» Work to complete
If a line of the data below contains the string "None", copy it into your answer.

» Excerpted data
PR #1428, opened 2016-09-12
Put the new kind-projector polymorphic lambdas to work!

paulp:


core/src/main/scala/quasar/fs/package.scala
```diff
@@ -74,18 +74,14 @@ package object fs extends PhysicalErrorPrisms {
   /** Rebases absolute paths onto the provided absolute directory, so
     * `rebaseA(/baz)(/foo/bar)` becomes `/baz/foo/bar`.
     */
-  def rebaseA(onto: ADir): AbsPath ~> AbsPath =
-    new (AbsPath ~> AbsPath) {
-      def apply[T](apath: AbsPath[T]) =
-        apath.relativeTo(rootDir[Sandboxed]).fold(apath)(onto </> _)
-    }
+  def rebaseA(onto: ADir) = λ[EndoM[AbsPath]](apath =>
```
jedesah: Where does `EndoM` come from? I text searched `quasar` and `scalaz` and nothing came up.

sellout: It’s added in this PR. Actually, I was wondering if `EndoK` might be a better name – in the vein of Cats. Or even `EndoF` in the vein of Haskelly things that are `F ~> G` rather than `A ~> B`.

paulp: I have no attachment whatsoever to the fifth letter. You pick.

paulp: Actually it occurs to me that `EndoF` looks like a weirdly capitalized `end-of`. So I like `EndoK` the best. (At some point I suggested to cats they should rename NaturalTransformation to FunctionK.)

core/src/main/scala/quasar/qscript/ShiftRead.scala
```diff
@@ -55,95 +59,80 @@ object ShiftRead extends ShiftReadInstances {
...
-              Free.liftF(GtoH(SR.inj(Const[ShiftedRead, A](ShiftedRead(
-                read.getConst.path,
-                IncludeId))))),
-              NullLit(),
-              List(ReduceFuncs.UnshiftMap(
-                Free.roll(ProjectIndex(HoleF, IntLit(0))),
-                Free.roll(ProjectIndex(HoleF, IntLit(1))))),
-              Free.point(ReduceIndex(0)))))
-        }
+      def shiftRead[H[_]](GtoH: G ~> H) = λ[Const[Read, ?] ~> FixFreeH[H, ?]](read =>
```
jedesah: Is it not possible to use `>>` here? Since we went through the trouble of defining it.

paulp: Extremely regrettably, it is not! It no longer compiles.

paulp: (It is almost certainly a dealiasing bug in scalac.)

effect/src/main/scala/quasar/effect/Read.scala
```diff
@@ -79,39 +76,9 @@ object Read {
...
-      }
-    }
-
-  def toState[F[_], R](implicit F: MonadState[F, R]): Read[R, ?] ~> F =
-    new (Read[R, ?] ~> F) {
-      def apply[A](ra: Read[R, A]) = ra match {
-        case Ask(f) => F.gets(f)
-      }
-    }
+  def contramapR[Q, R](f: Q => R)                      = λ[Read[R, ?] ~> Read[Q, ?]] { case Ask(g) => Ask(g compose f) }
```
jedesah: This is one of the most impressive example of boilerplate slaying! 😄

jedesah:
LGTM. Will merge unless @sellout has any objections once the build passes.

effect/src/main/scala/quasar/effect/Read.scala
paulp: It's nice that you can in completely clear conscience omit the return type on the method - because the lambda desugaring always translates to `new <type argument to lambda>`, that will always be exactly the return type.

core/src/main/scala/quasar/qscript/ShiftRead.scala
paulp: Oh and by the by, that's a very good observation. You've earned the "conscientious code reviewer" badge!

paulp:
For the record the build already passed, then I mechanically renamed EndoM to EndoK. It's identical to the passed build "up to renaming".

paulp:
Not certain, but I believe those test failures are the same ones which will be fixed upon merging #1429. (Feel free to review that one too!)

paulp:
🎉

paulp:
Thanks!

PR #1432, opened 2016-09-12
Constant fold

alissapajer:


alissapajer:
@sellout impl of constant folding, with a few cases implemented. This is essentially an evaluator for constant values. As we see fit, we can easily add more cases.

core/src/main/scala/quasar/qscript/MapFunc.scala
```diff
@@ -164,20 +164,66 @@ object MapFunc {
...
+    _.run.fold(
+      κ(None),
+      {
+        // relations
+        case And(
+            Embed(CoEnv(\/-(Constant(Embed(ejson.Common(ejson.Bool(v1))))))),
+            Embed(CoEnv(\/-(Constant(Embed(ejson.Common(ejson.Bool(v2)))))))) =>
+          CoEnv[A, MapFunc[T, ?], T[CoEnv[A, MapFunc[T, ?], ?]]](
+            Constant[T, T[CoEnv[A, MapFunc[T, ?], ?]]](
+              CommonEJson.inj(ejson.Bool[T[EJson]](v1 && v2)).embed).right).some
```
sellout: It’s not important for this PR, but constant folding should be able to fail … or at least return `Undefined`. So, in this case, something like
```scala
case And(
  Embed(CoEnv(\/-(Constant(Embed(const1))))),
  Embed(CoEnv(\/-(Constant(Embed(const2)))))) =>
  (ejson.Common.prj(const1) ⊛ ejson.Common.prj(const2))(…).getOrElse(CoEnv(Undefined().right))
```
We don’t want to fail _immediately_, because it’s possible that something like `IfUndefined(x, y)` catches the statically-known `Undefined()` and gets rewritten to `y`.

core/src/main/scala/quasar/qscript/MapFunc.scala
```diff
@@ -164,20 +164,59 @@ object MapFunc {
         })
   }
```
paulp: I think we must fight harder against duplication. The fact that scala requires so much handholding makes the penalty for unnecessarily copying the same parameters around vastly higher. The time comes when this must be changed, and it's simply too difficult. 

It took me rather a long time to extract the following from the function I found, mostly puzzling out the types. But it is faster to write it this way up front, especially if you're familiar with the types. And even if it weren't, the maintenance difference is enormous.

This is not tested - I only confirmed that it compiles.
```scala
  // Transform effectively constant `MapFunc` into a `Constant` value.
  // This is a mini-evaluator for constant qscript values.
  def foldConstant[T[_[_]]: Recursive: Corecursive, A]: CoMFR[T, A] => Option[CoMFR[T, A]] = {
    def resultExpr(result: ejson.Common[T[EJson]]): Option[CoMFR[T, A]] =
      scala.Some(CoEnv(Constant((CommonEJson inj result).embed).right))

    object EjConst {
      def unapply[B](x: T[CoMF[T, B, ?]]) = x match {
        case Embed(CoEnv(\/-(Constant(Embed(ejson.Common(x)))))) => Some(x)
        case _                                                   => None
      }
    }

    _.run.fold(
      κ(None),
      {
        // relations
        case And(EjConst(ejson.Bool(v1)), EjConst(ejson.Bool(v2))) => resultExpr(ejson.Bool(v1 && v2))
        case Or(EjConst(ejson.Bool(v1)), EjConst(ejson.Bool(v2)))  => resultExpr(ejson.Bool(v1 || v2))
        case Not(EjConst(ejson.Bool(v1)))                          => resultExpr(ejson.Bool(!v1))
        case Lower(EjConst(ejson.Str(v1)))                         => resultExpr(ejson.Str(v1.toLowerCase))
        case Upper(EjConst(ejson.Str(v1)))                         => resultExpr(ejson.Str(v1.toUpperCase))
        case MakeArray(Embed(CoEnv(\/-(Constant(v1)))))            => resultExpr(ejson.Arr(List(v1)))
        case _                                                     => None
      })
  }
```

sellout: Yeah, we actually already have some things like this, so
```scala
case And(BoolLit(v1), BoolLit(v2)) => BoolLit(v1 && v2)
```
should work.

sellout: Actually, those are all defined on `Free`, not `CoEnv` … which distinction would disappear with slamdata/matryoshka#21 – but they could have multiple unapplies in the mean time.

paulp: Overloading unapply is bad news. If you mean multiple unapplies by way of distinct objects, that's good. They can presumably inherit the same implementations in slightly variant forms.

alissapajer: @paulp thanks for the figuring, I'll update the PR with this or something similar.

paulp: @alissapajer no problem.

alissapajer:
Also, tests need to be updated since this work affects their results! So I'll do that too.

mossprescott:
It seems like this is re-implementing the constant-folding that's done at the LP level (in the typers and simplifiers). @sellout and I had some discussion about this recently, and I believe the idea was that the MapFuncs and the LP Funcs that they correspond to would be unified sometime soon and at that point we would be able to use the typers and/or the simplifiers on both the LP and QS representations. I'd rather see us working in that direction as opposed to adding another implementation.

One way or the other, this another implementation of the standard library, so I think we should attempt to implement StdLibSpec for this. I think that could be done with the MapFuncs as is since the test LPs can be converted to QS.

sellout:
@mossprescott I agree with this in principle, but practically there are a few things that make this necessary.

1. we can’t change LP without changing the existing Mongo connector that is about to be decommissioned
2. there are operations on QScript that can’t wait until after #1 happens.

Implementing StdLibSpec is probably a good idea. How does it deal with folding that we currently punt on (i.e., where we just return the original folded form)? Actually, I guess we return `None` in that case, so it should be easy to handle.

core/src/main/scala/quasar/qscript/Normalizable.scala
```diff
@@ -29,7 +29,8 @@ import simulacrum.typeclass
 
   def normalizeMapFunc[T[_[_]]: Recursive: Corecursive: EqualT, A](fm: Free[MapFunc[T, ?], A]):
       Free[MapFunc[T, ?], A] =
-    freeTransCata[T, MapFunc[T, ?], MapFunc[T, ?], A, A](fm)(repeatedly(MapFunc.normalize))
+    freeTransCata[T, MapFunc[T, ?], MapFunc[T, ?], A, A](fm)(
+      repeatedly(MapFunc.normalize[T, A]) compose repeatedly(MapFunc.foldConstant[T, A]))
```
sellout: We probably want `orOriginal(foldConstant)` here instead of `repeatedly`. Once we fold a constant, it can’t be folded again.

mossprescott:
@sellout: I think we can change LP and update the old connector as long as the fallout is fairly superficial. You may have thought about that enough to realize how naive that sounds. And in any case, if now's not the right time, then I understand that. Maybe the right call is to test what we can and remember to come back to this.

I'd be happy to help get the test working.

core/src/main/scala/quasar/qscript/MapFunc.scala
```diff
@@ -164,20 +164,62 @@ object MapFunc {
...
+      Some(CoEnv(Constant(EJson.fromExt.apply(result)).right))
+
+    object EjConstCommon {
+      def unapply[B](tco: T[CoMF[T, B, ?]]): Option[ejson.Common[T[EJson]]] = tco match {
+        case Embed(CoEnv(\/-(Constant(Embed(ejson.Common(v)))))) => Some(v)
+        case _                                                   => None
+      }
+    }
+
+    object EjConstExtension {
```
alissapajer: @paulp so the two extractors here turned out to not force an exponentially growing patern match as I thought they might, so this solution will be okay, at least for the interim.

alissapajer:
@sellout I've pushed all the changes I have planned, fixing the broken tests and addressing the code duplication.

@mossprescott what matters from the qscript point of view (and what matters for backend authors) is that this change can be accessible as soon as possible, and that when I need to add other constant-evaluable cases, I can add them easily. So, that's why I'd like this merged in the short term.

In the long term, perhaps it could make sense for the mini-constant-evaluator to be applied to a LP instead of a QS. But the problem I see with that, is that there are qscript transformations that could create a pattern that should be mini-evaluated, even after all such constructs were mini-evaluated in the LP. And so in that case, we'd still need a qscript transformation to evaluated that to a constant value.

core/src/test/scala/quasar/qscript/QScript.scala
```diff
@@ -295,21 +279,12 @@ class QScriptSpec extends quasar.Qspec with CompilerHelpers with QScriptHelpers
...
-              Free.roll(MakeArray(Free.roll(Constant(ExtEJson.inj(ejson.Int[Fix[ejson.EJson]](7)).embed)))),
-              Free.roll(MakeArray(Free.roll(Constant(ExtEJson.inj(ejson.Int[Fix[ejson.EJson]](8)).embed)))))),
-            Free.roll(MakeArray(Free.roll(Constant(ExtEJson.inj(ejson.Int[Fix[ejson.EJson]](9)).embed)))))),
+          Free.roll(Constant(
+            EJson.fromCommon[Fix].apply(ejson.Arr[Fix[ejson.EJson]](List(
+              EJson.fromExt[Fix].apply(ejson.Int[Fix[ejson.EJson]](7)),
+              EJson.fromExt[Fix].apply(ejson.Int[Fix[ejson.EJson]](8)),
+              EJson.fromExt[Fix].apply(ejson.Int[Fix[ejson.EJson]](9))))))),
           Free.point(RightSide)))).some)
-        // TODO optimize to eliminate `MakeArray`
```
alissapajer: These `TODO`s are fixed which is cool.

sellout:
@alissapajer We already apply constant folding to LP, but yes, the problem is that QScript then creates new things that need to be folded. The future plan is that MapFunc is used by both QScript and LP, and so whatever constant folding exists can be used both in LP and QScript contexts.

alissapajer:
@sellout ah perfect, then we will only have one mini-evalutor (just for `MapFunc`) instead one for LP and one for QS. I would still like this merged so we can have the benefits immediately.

» Completed exercise
+      κ(None),
        case _                                                   => None
      κ(None),
        case _                                                     => None
Implementing StdLibSpec is probably a good idea. How does it deal with folding that we currently punt on (i.e., where we just return the original folded form)? Actually, I guess we return `None` in that case, so it should be easy to handle.
+        case _                                                   => None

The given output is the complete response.